_PROBLEM REQUIREMENTS_
Starting at the line that contains "the shared path;" and ending at the line that contains "--- a/.buildkite/pipelines/optimum-pr/pipeline.yml", the lines below are to be given again exactly, with nothing added.

[Saved entries]
____________
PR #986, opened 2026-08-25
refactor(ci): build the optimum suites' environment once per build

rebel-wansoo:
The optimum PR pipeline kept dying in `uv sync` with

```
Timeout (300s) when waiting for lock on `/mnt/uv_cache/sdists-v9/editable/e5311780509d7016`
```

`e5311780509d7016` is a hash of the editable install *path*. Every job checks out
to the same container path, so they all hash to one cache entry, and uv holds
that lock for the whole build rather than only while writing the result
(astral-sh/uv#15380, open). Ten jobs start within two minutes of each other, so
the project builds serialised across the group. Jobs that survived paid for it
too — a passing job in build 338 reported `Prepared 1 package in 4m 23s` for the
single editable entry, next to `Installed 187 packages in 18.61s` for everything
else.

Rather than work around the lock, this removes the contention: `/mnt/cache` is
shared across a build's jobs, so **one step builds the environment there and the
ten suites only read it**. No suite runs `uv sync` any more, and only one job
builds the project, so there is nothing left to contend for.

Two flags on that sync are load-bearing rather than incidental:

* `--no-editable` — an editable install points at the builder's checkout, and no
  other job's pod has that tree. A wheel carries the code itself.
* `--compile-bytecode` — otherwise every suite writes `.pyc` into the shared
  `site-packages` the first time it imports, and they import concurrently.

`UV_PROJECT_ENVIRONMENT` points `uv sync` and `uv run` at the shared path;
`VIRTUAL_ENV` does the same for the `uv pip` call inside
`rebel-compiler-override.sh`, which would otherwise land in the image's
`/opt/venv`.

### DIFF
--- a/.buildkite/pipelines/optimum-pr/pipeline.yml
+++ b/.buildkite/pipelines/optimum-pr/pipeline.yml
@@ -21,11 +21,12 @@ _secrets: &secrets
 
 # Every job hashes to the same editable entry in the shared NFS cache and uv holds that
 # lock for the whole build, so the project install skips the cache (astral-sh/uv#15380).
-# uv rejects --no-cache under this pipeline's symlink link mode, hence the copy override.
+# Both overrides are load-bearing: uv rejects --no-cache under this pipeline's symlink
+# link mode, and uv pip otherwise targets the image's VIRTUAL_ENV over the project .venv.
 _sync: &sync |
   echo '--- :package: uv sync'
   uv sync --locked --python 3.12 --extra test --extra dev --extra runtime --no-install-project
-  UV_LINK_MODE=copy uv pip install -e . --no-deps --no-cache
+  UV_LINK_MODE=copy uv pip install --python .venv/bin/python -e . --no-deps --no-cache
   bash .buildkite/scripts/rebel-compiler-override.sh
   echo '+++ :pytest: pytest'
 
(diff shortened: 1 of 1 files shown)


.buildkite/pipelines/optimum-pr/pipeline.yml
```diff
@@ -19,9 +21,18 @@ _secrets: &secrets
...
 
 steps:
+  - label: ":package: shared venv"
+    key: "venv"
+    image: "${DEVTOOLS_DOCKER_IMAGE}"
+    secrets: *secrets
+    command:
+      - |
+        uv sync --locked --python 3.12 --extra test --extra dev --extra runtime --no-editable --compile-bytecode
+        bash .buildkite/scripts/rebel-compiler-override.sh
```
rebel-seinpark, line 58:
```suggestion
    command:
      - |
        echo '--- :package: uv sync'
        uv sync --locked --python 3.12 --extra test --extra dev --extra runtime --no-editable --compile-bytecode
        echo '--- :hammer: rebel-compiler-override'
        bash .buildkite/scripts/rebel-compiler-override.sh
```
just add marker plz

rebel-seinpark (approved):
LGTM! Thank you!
____________
_TASK OUTPUT_
`UV_PROJECT_ENVIRONMENT` points `uv sync` and `uv run` at the shared path;
`VIRTUAL_ENV` does the same for the `uv pip` call inside
`rebel-compiler-override.sh`, which would otherwise land in the image's
`/opt/venv`.

### DIFF
--- a/.buildkite/pipelines/optimum-pr/pipeline.yml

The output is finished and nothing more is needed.